Saved entries
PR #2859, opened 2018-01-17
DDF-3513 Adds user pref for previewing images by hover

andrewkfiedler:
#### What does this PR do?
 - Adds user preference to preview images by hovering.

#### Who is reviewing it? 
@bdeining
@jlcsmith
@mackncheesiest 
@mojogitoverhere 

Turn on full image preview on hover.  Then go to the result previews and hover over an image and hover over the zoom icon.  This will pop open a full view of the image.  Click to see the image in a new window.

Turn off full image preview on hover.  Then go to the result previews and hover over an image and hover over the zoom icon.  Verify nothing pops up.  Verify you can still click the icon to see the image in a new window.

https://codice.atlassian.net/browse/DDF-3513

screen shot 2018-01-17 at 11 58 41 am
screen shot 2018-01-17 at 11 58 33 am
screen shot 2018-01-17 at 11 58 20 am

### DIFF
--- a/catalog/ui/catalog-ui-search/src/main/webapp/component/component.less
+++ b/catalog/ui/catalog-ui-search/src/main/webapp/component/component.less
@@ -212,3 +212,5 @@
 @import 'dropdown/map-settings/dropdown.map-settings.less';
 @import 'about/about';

--

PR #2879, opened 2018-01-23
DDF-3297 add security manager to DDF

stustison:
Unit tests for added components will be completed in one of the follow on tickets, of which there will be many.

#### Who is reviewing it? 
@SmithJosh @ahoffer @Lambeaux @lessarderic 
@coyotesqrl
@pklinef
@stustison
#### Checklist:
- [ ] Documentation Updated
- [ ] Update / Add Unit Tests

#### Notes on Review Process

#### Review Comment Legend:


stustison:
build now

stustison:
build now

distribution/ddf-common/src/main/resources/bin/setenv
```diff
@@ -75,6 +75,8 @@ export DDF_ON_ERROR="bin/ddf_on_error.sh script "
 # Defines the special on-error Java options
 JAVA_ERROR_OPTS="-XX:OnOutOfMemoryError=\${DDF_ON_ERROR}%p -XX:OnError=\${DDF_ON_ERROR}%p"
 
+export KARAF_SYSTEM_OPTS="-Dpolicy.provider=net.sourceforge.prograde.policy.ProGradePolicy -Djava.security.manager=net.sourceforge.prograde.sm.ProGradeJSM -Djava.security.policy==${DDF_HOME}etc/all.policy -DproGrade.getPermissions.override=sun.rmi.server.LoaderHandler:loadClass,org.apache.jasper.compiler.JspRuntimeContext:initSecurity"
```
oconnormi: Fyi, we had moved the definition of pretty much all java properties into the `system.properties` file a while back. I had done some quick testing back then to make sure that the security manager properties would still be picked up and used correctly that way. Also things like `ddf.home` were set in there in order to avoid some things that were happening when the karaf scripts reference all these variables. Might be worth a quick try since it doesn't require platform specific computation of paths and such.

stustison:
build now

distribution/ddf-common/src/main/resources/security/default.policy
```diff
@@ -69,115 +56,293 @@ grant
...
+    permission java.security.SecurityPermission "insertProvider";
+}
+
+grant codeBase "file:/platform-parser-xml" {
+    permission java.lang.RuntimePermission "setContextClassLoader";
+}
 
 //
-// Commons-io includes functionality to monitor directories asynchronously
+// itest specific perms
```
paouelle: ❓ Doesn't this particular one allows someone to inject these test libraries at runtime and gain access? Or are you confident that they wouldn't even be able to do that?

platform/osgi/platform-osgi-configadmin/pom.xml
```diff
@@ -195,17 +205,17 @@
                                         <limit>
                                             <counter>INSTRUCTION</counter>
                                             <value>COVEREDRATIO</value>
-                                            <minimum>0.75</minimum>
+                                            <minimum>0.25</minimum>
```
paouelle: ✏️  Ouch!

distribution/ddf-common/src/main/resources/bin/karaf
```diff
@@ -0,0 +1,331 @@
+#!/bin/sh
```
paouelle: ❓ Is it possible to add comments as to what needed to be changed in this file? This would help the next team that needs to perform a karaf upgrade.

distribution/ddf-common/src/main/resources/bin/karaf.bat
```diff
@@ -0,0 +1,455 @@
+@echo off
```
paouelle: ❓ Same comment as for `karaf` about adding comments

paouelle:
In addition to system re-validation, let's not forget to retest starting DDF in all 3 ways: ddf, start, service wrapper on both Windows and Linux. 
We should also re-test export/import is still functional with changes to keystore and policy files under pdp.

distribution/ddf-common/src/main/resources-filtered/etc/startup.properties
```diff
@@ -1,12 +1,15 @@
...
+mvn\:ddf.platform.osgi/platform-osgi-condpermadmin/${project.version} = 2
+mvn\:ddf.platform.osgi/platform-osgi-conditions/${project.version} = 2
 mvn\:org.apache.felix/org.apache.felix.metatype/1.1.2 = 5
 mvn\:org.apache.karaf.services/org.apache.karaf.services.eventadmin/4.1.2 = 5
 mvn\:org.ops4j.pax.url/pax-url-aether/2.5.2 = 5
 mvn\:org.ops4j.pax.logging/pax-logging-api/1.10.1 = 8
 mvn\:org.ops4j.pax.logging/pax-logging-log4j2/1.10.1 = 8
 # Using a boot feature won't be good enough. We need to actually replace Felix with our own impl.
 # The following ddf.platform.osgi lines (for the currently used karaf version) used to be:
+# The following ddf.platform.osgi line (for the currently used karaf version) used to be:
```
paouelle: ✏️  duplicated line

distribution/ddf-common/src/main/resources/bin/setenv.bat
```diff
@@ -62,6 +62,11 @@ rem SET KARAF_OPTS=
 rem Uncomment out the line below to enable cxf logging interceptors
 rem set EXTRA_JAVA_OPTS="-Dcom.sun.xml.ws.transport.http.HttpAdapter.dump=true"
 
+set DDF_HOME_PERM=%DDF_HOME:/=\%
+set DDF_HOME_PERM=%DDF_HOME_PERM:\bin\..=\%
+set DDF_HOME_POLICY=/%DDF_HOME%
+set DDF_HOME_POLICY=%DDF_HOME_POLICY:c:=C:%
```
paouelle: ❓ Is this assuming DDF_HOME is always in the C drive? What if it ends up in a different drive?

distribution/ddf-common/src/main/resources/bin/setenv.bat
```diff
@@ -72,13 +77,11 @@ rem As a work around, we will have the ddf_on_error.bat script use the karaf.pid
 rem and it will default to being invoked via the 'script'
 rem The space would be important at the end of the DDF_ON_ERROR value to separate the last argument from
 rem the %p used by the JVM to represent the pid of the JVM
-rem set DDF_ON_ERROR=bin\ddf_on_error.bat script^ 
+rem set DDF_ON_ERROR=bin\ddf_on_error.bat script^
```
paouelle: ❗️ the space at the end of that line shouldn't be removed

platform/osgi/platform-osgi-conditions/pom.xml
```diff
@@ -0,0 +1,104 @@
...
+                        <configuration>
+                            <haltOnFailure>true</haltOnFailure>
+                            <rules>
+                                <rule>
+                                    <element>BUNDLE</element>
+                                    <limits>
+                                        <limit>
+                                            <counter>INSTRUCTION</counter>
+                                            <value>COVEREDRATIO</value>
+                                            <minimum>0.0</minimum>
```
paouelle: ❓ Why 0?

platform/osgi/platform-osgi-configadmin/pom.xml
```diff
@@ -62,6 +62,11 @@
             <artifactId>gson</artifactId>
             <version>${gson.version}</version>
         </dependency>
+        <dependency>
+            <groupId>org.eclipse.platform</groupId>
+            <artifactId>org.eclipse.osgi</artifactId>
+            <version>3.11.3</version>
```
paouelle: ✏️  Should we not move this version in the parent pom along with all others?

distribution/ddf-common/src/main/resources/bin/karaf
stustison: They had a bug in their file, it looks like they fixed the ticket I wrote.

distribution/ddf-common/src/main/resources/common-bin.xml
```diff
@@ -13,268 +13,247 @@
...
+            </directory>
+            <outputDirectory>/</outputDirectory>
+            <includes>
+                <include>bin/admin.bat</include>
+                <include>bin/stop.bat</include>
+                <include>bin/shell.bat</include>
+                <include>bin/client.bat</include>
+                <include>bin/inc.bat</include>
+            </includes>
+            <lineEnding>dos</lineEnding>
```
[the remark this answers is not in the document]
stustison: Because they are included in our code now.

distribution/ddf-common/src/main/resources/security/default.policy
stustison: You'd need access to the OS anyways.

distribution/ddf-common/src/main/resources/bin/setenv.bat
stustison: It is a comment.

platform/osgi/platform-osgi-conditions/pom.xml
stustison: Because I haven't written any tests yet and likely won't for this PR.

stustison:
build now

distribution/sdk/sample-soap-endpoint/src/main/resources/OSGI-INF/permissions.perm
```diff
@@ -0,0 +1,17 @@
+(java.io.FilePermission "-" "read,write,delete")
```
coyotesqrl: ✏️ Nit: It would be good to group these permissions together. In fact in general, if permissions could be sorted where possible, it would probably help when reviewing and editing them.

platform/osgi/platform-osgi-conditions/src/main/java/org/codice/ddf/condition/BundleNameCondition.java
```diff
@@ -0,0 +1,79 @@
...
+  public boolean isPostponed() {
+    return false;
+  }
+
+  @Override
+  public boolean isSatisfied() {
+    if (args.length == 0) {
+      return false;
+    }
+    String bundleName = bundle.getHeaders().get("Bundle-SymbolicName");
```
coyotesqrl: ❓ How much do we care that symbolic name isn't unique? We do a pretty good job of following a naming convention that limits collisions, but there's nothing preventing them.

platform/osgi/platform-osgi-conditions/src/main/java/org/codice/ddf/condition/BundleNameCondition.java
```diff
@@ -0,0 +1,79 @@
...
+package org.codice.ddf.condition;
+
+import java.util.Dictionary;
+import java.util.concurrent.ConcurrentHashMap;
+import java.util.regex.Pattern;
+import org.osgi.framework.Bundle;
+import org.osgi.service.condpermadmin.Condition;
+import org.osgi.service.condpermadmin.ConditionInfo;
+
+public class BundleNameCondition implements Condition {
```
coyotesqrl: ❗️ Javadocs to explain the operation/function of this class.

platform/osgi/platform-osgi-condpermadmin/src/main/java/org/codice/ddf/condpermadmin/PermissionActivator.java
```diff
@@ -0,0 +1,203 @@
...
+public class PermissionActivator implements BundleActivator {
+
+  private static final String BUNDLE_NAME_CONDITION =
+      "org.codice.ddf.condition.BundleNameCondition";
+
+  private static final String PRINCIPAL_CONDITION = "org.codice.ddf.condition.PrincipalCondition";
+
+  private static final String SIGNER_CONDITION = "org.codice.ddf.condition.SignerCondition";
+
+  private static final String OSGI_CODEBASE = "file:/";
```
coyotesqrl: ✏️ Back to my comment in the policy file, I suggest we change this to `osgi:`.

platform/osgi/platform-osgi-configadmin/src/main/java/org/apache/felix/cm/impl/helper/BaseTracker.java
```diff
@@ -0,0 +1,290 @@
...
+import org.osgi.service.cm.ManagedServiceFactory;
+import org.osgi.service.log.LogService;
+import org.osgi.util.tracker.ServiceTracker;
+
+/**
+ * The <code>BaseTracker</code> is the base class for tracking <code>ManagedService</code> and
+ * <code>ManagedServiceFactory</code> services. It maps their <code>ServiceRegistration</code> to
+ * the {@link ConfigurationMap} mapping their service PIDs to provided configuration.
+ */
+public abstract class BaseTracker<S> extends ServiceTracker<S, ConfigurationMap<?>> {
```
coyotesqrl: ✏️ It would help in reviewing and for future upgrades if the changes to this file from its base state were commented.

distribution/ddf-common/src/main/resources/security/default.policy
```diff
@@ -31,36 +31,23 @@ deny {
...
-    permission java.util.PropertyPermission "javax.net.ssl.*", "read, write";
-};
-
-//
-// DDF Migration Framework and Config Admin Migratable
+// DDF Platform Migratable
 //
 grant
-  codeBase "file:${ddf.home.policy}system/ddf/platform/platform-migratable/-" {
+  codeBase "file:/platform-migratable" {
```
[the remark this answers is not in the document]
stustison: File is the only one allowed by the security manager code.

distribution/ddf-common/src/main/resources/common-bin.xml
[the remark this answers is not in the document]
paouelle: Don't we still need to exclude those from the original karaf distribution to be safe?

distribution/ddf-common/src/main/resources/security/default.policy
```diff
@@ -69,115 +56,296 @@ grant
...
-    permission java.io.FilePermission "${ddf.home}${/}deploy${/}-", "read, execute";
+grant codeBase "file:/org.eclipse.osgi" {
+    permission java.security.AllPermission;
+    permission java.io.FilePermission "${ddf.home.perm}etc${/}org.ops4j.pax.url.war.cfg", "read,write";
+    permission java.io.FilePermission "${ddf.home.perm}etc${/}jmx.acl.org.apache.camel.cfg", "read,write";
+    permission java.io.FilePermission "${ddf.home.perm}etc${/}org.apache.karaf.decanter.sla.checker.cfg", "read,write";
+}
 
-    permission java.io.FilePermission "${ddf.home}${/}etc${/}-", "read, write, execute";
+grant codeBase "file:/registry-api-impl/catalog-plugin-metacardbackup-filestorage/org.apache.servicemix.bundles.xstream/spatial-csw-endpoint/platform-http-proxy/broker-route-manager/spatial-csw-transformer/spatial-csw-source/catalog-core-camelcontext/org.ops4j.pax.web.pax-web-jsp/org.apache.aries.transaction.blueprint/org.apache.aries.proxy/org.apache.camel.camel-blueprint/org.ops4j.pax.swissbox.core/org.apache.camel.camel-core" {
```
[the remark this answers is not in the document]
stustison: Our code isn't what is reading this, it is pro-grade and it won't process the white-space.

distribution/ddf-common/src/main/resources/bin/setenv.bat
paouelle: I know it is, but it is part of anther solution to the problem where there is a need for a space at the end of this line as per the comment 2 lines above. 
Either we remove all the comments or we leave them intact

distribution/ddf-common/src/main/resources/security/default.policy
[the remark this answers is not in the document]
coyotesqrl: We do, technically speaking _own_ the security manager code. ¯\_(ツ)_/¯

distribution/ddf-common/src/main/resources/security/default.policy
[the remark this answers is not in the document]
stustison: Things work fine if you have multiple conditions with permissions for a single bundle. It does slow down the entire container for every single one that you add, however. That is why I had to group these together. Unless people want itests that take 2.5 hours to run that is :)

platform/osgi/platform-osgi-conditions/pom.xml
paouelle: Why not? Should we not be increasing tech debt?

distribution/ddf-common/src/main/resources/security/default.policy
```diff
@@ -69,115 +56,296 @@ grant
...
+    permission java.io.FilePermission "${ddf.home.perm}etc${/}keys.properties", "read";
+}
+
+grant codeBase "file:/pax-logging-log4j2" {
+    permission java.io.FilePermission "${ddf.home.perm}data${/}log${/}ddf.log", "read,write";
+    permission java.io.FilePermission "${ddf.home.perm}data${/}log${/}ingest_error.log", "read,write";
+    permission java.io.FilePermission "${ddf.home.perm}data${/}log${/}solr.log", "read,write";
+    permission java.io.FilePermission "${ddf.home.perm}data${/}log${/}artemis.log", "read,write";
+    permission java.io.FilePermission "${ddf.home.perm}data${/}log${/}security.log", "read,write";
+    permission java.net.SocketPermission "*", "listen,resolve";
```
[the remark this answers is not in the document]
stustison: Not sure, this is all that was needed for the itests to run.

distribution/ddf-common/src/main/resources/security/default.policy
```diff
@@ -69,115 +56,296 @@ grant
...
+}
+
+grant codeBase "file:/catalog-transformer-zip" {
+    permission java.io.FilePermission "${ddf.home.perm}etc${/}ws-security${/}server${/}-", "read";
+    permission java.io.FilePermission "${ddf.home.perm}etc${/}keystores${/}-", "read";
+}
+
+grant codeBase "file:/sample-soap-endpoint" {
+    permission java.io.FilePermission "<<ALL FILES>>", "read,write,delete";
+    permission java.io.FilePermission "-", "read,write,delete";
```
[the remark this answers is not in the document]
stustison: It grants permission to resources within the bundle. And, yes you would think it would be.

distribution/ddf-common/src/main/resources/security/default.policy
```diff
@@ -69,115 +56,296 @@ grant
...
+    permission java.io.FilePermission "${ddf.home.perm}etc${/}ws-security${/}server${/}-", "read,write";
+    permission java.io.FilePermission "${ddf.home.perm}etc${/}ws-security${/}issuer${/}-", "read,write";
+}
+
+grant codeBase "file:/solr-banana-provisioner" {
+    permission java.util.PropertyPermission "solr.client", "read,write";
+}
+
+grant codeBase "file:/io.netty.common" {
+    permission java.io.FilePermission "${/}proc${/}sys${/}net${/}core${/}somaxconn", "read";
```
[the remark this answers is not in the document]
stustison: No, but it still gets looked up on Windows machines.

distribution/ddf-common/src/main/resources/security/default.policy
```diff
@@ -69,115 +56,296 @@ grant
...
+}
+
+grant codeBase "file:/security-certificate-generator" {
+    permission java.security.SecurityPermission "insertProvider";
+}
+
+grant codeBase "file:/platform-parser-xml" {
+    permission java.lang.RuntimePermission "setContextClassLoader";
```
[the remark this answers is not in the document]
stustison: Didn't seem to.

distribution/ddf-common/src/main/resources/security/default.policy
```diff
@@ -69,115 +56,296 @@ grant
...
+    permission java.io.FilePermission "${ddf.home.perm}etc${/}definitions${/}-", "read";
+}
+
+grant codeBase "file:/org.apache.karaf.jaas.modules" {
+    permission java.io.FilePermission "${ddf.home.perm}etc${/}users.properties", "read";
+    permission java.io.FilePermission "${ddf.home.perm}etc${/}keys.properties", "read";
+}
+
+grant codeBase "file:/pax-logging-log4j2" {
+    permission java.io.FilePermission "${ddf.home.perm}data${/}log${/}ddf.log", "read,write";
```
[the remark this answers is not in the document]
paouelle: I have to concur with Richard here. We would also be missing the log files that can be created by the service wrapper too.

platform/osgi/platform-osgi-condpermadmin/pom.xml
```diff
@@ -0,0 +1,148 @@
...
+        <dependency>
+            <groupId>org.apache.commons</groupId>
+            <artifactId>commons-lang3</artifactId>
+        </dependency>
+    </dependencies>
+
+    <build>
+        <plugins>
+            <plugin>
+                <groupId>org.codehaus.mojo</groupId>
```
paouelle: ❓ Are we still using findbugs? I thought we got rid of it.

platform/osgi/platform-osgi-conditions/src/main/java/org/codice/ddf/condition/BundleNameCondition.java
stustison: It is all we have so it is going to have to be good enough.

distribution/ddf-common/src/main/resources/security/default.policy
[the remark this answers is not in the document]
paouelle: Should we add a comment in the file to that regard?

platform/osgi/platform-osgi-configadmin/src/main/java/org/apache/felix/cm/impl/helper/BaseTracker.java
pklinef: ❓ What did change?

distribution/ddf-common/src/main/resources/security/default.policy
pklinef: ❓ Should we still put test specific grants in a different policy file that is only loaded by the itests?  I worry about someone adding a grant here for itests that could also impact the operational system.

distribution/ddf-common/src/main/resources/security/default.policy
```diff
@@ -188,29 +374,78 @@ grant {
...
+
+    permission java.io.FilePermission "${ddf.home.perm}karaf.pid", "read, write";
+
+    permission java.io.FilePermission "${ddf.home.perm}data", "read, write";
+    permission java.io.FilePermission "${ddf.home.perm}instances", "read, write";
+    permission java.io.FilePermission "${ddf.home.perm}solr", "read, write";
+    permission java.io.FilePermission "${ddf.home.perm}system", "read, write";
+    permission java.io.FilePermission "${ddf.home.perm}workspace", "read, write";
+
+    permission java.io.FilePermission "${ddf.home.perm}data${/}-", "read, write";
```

WHAT THIS TASK INVOLVES: For this exercise, find all lines in the records containing the word "export" and copy them.

EXERCISE RESPONSE:
@@ -75,6 +75,8 @@ export DDF_ON_ERROR="bin/ddf_on_error.sh script "
+export KARAF_SYSTEM_OPTS="-Dpolicy.provider=net.sourceforge.prograde.policy.ProGradePolicy -Djava.security.manager=net.sourceforge.prograde.sm.ProGradeJSM -Djava.security.policy==${DDF_HOME}etc/all.policy -DproGrade.getPermissions.override=sun.rmi.server.LoaderHandler:loadClass,org.apache.jasper.compiler.JspRuntimeContext:initSecurity"
We should also re-test export/import is still functional with changes to keystore and policy files under pdp.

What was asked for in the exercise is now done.